A valued network pointed me to Eben Moglen.  He scares a blogger with his concerns about Facebook, privacy, and databases.  If you read the post, the exchange is almost a Woody Allen piece with a young, confused, and earnest reporter interviewing a confident and crazed intellectual.  Moglen raises many of the same concerns I’ve noted about Facebook with its ability to capture, correlate, and classify everyone’s private information in real time, day after day after day.  Moglen imagines what I imagine: Hitler or Mao or Stalin bending Facebook to their purposes.  More prosaic, imagine Big Marketing bending Facebook to their purposes.  Shooting fish, political or profitable, in the digital barrel.

And yet . . . to misquote the immortal Clara Peller, Where’s the Domination?

Facebook is fully forth emerged and I can’t spot Orwell 2.0 or even Engulf and Devour 2.0.  Facebook is good for wasting time, PostMod musings, and angel investors, but the civic and commercial doomsday has yet to arise much less even rear its sleepy head.  On the few case studies I’ve done of Facebook Unleashed (like Al Gore and Climate Change or George W. Bush and book sales or Occupy Wall Street and whatever) show me that Facebook is selling sand to Sauds, but the rest of us are just lying on the beach working on our tans.
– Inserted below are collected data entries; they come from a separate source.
PR #6315, opened 2017-02-06
Try to detect the cacheline size automatically

normanmaurer:
Motivation:

For max performance it may be worthwhile to allocate buffers from PooledByteBufAllocator alligned by the cacheline size.  In previous code-change we allowed to do so but the users needs to manually specify the cacheline size. On linux and osx (macos) its possible to detect it automatically and so let the user use -1 to signal it should be automatically detected.

Modifications:

- Add new code in PlatformDependent which allows detecting the cacheline size on a system
- Allow -1 as value when specify the cacheline size in PooledByteBufAllocator which will try to detect it automatically then.

Result:

Easier configuration of PooledByteBufAllocator.

### DIFF
--- a/common/src/main/java/io/netty/util/internal/PlatformDependent.java
+++ b/common/src/main/java/io/netty/util/internal/PlatformDependent.java
@@ -31,6 +31,7 @@ import org.jctools.util.UnsafeAccess;
 
 import java.io.BufferedReader;
 import java.io.File;
+import java.io.FileInputStream;
 import java.io.IOException;
 import java.io.InputStreamReader;
 import java.lang.reflect.Field;
@@ -80,6 +81,9 @@ public final class PlatformDependent {
 
     private static final boolean IS_ANDROID = isAndroid0();
     private static final boolean IS_WINDOWS = isWindows0();
+    private static final boolean IS_LINUX = isLinux0();
+    private static final boolean IS_OSX = isOsx0();
+
     private static volatile Boolean IS_ROOT;
 
     private static final int JAVA_VERSION = javaVersion0();
@@ -106,6 +110,8 @@ public final class PlatformDependent {
     private static final int BIT_MODE = bitMode0();
 
     private static final int ADDRESS_SIZE = addressSize0();
+    private static final int CACHE_LINE_SIZE = cacheLineSize0();
+
     private static final boolean USE_DIRECT_BUFFER_NO_CLEANER;
     private static final AtomicLong DIRECT_MEMORY_COUNTER;
     private static final long DIRECT_MEMORY_LIMIT;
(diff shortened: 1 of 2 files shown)


normanmaurer:
@Scottmitch @kiril-me PTAL

common/src/main/java/io/netty/util/internal/PlatformDependent.java
```diff
@@ -899,6 +905,90 @@ public static ClassLoader getSystemClassLoader() {
...
+            public Integer run() {
+                if (IS_LINUX) {
+                    BufferedReader in = null;
+                    try {
+                        in = new BufferedReader(new InputStreamReader(new FileInputStream("/proc/cpuinfo")));
+                        String line;
+                        while ((line = in.readLine()) != null) {
+                            if (line.startsWith("cache_alignment")) {
+                                String[] parts = line.split(":");
+                                return Integer.parseInt(parts[1].trim());
```
netkins: MAJOR Method io.netty.util.internal.PlatformDependent$1.run() converts String to boxed primitive using excessive boxing [rule](https://garage.netty.io/sonarqube/coding_rules#rule_key=fb-contrib%3ANAB_NEEDLESS_BOXING_VALUEOF)

common/src/main/java/io/netty/util/internal/PlatformDependent.java
```diff
@@ -899,6 +905,90 @@ public static ClassLoader getSystemClassLoader() {
...
+                                logger.debug("Failed to retrieve cache line size," +
+                                        " 'sysctl hw.cachelinesize' did exit with code " + exitCode);
+                                return -1;
+                            }
+                        } catch (InterruptedException e) {
+                            Thread.currentThread().interrupt();
+                        }
+                        if (line != null) {
+                            String[] parts = line.split(":");
+                            return Integer.parseInt(parts[1].trim());
```
netkins: MAJOR Method io.netty.util.internal.PlatformDependent$1.run() converts String to boxed primitive using excessive boxing [rule](https://garage.netty.io/sonarqube/coding_rules#rule_key=fb-contrib%3ANAB_NEEDLESS_BOXING_VALUEOF)

common/src/main/java/io/netty/util/internal/PlatformDependent.java
```diff
@@ -899,6 +905,90 @@ public static ClassLoader getSystemClassLoader() {
...
+                    }
+                } else if (IS_OSX) {
+                    Process p = null;
+                    BufferedReader in = null;
+                    try {
+                        p = Runtime.getRuntime().exec(new String[] { "sysctl", "hw.cachelinesize" });
+                        in = new BufferedReader(new InputStreamReader(p.getInputStream(), CharsetUtil.US_ASCII));
+                        String line = in.readLine();
+                        in.close();
+                        try {
```
netkins: MAJOR Extract this nested try block into a separate method. [rule](https://garage.netty.io/sonarqube/coding_rules#rule_key=squid%3AS1141)

common/src/main/java/io/netty/util/internal/PlatformDependent.java
```diff
@@ -899,6 +905,90 @@ public static ClassLoader getSystemClassLoader() {
...
+    }
+
+    private static int cacheLineSize0() {
+        return AccessController.doPrivileged(new PrivilegedAction<Integer>() {
+            @Override
+            public Integer run() {
+                if (IS_LINUX) {
+                    BufferedReader in = null;
+                    try {
+                        in = new BufferedReader(new InputStreamReader(new FileInputStream("/proc/cpuinfo")));
```
netkins: BLOCKER Close this "FileInputStream". [rule](https://garage.netty.io/sonarqube/coding_rules#rule_key=squid%3AS2095)

common/src/main/java/io/netty/util/internal/PlatformDependent.java
```diff
@@ -899,6 +905,90 @@ public static ClassLoader getSystemClassLoader() {
...
+                        if (p != null) {
+                            try {
+                                p.destroy();
+                            } catch (Exception ignore) {
+                                // Just ignore
+                            }
+                        }
+                    }
+                }
+                logger.debug("Failed to retrieve cache line size");
```
fenik17: Failed or non linux / osx.

kiril-me: Which Linux distribution do you use? Could you print /proc/cpuinfo ?

fenik17: @kiril-me it's question for me?
I mean what it will be printed on the Windows or other than linux/osx systems. But it's not a failure.

common/src/main/java/io/netty/util/internal/PlatformDependent.java
```diff
@@ -899,6 +905,90 @@ public static ClassLoader getSystemClassLoader() {
...
+                            } catch (IOException ignore) {
+                                // ignore on close
+                            }
+                        }
+                    }
+                } else if (IS_OSX) {
+                    Process p = null;
+                    BufferedReader in = null;
+                    try {
+                        p = Runtime.getRuntime().exec(new String[] { "sysctl", "hw.cachelinesize" });
```
Scottmitch: reminder ... we should share code here https://github.com/netty/netty/pull/6000/files#diff-a94053a0586a20f4f013bcaae8c3942eR314

Scottmitch: I've been hesitant about executing another process in the `kqueue` PR ... but not sure if there is another/better way to get this info.

normanmaurer: @Scottmitch yeah I did not find any better way for OSX / macOS , we could also only support Linux for now. WDYT ?

Scottmitch: I'm almost waiting for someone to yell at us and say "don't do that". What if someone's path is manipulated and some malicious program is run, etc... I just wish there was a "better way" to get the data. Maybe we can make it optional ... thats the approach I took in kqueue https://github.com/netty/netty/pull/6000/files#diff-a94053a0586a20f4f013bcaae8c3942eR275

normanmaurer: @Scottmitch yeah... starting programs is super awful :(

johnou: well the Linux approach is "ok" as it just reads a file, but what I can say is that all of our applications outright deny checkExec in a security manager to combat possible remote execution vulnerabilities. What about introducing a small jni utility to provide that information? https://github.com/NickStrupat/CacheLineSize

johnou: @normanmaurer if I go ahead and create some utility library that provides lookup of cache line size and maybe some stuff for kqueue is that something you'd be willing to pull into Netty as a shaded dependency? Catch is you need to come up with a name for the library.

Scottmitch: @johnou - Thanks for the tip! I would prefer if we can just add something to transport-native-epoll and transport-native-kqueue as opposed to introducing a new JNI library. Not sure if this is possible though given that `common` cannot depend on these modules.

normanmaurer: IMHO common should not have this dependency... maybe its ok to just only do it for linux for now. Or just not do it at all.

normanmaurer:
Let me just close this for now... I think its not super important anyway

My concerns with Web 2.0 privacy remain:  It is a disaster waiting to happen.  Yet that disaster will say more about the Evil Maven who creates it rather than the technology He uses to perpetrate it.  Moglen and I misplay our worries when we shout about Facebook.  Hitler didn’t need no stinkin’ Web 2.0 to turn an enlightened, educated democracy into a totalitarian nightmare.  The Arab dictators had Web 2.0 and either they didn’t know how to use it or perhaps it really doesn’t matter that much after all.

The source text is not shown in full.